Я растерялась. Я совершенно не знала, что принято отвечать в подобных случаях. Следовало поставить его на место, но я не могла. У меня язык не поворачивался сказать ему очередную колкость. Не потому, что мне было его жалко, а потому, что я боялась последствий.
Поразмыслив, я выбрала нечто среднее между вежливой отстраненностью и иронией.
– Не драматизируйте, Игорь Михайлович. Ничего я вам не ломала.
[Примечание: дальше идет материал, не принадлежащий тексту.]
PR #894, opened 2016-11-14
github: addition of github CLI

krzysztof:

### DIFF
--- a/zenodo/modules/github/cli.py
+++ b/zenodo/modules/github/cli.py
@@ -1,0 +1,348 @@
+# -*- coding: utf-8 -*-
+#
+# This file is part of Invenio.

Вы внушили себе, будто влюблены, а когда я не ответила вам взаимностью, решили непременно меня завоевать. Поняв, что ничего не выйдет, вы, наконец, перестали играть чувствами своей девушки и съехались с ней. Надеюсь, вы на этом не остановитесь и сделаете ей предло…
– Я съехался с Людой, чтобы не видеть вас хотя бы в общежитии! – яростно перебил Мартынюк. – Достаточно того, что я постоянно сталкиваюсь с вами в стационаре.
Он немного помолчал и добавил уже более спокойным тоном:
– Ваше умение делать ложные выводы поразительно. Почему вы настолько уверены, что я не способен на серьезные чувства?
– Потому что ваша репутация донжуана…
– Как вы сказали? – изумленно повторил он. – Донжуана?
– Именно. Я знаю, почему вы переехали из Дербента. Точнее, не переехали, а сбежали.
– Ну и как это связано с моим чувством к вам? Каким образом одно может влиять на другое? Взять хотя бы вас, Зоя Евгеньевна. Вы в разводе, но это не значит, что вы больше не выйдете замуж только на том основании, что новый брак тоже может закончиться разводом! Если человек один раз оступился, нельзя вешать на него ярлык, а вы именно это и делаете.
Я открыла рот, чтобы возразить ему, но передумала, потому что Мартынюк был прав. Он усмехнулся, чем еще больше вывел меня из себя.
– Допустим! – воскликнула я. – Но как быть с тем, что я к вам равнодушна? Я сразу сказала, что у нас ничего не получится, но вы продолжали добиваться своего. Наверное, надеялись сломить мое сопротивление своей настойчивостью. Но только добились обратного.
– Поэтому я и оставил вас в покое. Чтобы не мешать вашему счастью с другим.
– Кого вы имеете в виду?
– Того, кто, очевидно, во всех отношениях лучше меня. Дедова.
– Никогда – слышите, никогда! – не ставьте мое имя рядом с именем секретаря райкома.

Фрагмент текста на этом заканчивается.